Gradient resummation for nonlinear chiral transport: an insight from holography

TL;DR

This paper investigates nonlinear chiral transport phenomena using holography, deriving all-order gradient resummed constitutive relations and discovering non-dissipative modes of the chiral magnetic wave beyond the hydrodynamic limit.

Contribution

It provides analytical and numerical calculations of transport coefficient functions in holography, revealing memory effects and non-dissipative modes in chiral magnetic phenomena.

Findings

Memory functions differ from instantaneous responses.

Discovery of non-dissipative chiral magnetic wave modes.

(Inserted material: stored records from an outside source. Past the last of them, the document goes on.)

PR #248, opened 2018-01-18
154205786 Logging improvements, take 2

tatut:
**Configure logging level**
Add slf4j timbre so that Java libraries that use slf4j will log
through timbre and respect the same logging configuration.

**Set stg/prod log level to INFO**

### DIFF
--- a/aws/ansible/templates/ote/config.edn.j2
+++ b/aws/ansible/templates/ote/config.edn.j2
@@ -11,4 +11,6 @@
            :name-field "NAMEFIN"
            :url "https://s3.eu-central-1.amazonaws.com/ote-assets/places/finnish-municipalities/SuomenKuntajako_2017_10k.shp"}}
  :nap {:api "{{base_url}}/api/"
-       :export-base-url "{{base_url}}"}}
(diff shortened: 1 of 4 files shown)


aws/ansible/templates/ote/config.edn.j2
```diff
@@ -11,4 +11,6 @@
            :name-field "NAMEFIN"
            :url "https://s3.eu-central-1.amazonaws.com/ote-assets/places/finnish-municipalities/SuomenKuntajako_2017_10k.shp"}}
  :nap {:api "{{base_url}}/api/"
-       :export-base-url "{{base_url}}"}}
+       :export-base-url "{{base_url}}"}
+ :log {:level :info}
```
rckopteri: could we use warning level in production?

tatut: we could but should we?

rckopteri: I think that we only need production logs when we have problems and warnings and errors are enough in those situations.
So I would suggest that we log only things we need and not everything

PR #255, opened 2018-01-18
153863629 Document title and favicon

tatut:
**Add favicon resources**

**Set document title based on page**


ote/src/cljs/ote/views/main.cljs
```diff
@@ -317,6 +317,20 @@
      [login-form e! login]]
     [login-action-cards]]])
 
+(defn document-title [page]
+  (set! (.-title js/document)
```
rckopteri: Why not add title to the <head> element directly?

PR #265, opened 2018-01-23
154389818 admin can remove published services

rckopteri:
# Added
 - Added possibility for admin users to remove published services.
 - Added auditlog where all actions that admins do will be stored.

# Environment
 - Added new table auditlog, new composite type auditlog_event_attribute and new enum auditlog_event_type


ote/src/clj/ote/services/admin.clj
```diff
@@ -20,15 +24,33 @@
...
                             :name (str "%" query "%")}))
 
-(defn- admin-routes [db http]
+(defn- admin-delete-transport-service!
+  "Allow admin delete single transport service by id"
+  [nap-config db user id]
+  (let [return (transport/delete-transport-service! nap-config db user id)
+        auditlog {::auditlog/event-type :delete-service
+                  ::auditlog/event-attributes
+                                      [{::auditlog/name "transport-service-id", ::auditlog/value (str id)}]
```
tatut: Add transport-service-name parameter that is the name of the service. That way we can later show a better description of what was deleted.

ote/test/clj/ote/services/transport_test.clj
```diff
@@ -175,18 +175,17 @@
...
+        terminal-service (http-get "admin" (str "transport-service/" (::t-service/id service)))
+        fetched (:transit terminal-service)
+        ;; Change operator id from 1 -> 2 - which will cause error
+        modified-terminal-service (assoc fetched ::t-service/transport-operator-id 2)]
 
     (is (thrown-with-msg?
-         clojure.lang.ExceptionInfo #"status 403"
-         (http-post "admin" "transport-service" modified-operator)))))
+          ;; Gives error, because admin has access to all operators, but there isn't operator with id 2
+          clojure.lang.ExceptionInfo #"status 500"
```
tatut: Maybe add a call with another user to also test the original 403 response still works.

Analytical third-order and numerical beyond-hydrodynamics results.

Abstract

Nonlinear transport phenomena induced by chiral anomaly are explored within a 4D field theory defined holographically as $U(1)_V\times U(1)_A$ Maxwell-Chern-Simons theory in Schwarzschild-$AdS_5$. In presence of weak constant background electromagnetic fields, the constitutive relations for vector and axial currents, resummed to all orders in the gradients of charge densities, are encoded in nine momenta-dependent transport coefficient functions (TCFs). These TCFs are first calculated analytically up to third order in gradient expansion, and then evaluated numerically beyond the hydrodynamic limit. Fourier transformed, the TCFs become memory functions. The memory function of the chiral magnetic effect (CME) is found to differ dramatically from the instantaneous response form of the original CME. Beyond hydrodynamic limit and when external magnetic field is larger than some critical value, the chiral magnetic wave (CMW) is discovered to possess a discrete spectrum of non-dissipative modes.